Get substring from MemoryStream without converting entire stream to string

1.1k Views Asked by At

I would like to be able to efficiently get a substring from a MemoryStream (that originally comes from a xml file in a zip). Currently, I read the entire MemoryStream to a string and then search for the start and end tags of the xml node I desire. This works fine but the text file may be very large so I would like to avoid converting the entire MemoryStream into a string and instead just extract the desired section of xml text directly from the stream.

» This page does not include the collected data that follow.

PR #8958, opened 2023-02-01
[IOTDB-5393] Show Region creation time when execute show regions

CRZbulabula:
image


OneSizeFitsQuorum (commented):
Do we need to consider time zones?

CRZbulabula:
> Do we need to consider time zones?

Yes, I've added this feature~

OneSizeFitsQuorum (commented):
Should we create a separate `createTime` column? Otherwise it seems ambiguous...

CRZbulabula:
> Should we create a separate `createTime` column? Otherwise it seems ambiguous...

Created

OneSizeFitsQuorum (approved):
LGTM

xingtanzjr (approved):

PR #8963, opened 2023-02-02
[IOTDB-5399] Collect complete dispatch result for return

MarcosZyk:
## Description

Currently, one FI dispatch failure will result in the dispatch of rest FI being skipped, which cannot bring complete result for mpp client.

Therefore, improve the dispatch process to dispatch all FI of one mpp task and collect all the result for return.


HeimingZ (approved):
LGTM

PR #9685, opened 2023-04-24
[IOTDB-5810] Result handle in memory pool is not be cleaned properly

Alima777:
When Fragment instance is finished, related source handle and sink channels in memory pool will be all cleaned. However, result handle uses virtual fragment instance, so it can not be cleaned properly.


JackieTien97 (approved):

OneSizeFitsQuorum (approved):
LGTM

PR #9686, opened 2023-04-24
Remove unecessary synchronized on decrementCnt of SinkListener

lancelly:
At first, we add synchronized on decrementGet method to avoid concurrent modification on cnt or we may close the shuffleSinkHandle wrongly. However, using AtomicBoolean is enough to ensure that one channel only decrement the cnt once.
Moreover, adding synchronized on decrementGet method could lead to dead lock. Thread A invokes onFinsh of ISinkLitsener and holds the lock of it. Then A tries to lock the corresponding SinkChannel while Thread B invokes close of SinkChannel first and holds the lock of SinkChannel and then try to lock ISinkListener.
So we need to remove the synchonized keyword on decrementGet method.


lancelly:
> Add some description maybe..

done

PR #9687, opened 2023-04-24
Combine DataNodeSchemaCache of Template and Non-Template Scenarios 

MarcosZyk:
## Description

Currently, the DataNodeSchemaCache manages the timeseries not using template cache and DataNodeTemplateSchemaCache manages devices using template. It is hard to manage the total cache stats when keeping these separated. 

Combine these two cache.


bigreybear (approved):
LGTM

What is the best way to go about this?

string xmlText;
using (var zip = ZipFile.Read(zipFileName))
{
    var ze = zip[zipPath];
    using (var ms = new MemoryStream())
    {
        ze.Extract(ms);
        ms.Position = 0;
        using(var sr = new StreamReader(ms))
        {
            xmlText = sr.ReadToEnd();
        }
    }
}

string startTag = "<someTag>";
string endTag = "</someTag>";
int startIndex = xmlText.IndexOf(startTag, StringComparison.Ordinal);
int endIndex = xmlText.IndexOf(endTag, startIndex, StringComparison.Ordinal) + endTag.Length - 1;
xmlText = xmlText.Substring(startIndex, endIndex - startIndex + 1);
2

There are 2 best solutions below

0
On BEST ANSWER

If your file is a valid xml file then you should be able to use a XmlReader to avoid loading the entire file into memory

string xmlText;
using (var zip = ZipFile.Read(zipFileName))
{
    var ze = zip[zipPath];
    using (var ms = new MemoryStream())
    {
        ze.Extract(ms);
        ms.Position = 0;
        using (var xml = XmlReader.Create(ms))
        {
            if(xml.ReadToFollowing("someTag"))
            {
                xmlText = xml.ReadInnerXml();
            }
            else
            {
                // <someTag> not found
            }
        }
    }
}

You'll likely want to catch potential exceptions if the file is not valid xml.

0
On

Assuming that since it is xml it will have line breaks, it would probably be best to use StreamReader ReadLine and search for your tags in each line. (Also note put your StreamReader in a using as well.)

Something like

        using (var ms = new MemoryStream())
        {
            ze.Extract(ms);
            ms.Position = 0;
            using (var sr = new StreamReader(ms))
            {
                bool adding = false;
                string startTag = "<someTag>";
                string endTag = "</someTag>";
                StringBuilder text = new StringBuilder();
                while (sr.Peek() >= 0)
                {
                    string tmp = sr.ReadLine();
                    if (!adding && tmp.Contains(startTag))
                    {
                        adding = true;
                    }
                    if (adding)
                    {
                        text.Append(tmp);
                    }
                    if (tmp.Contains(endTag))
                        break;
                }
                xmlText = text.ToString();
            }
        }

This assumes that the start and end tags are on a line by themselves. If not, you could clean up the resulting text string by getting the index of start and end again like you originally did.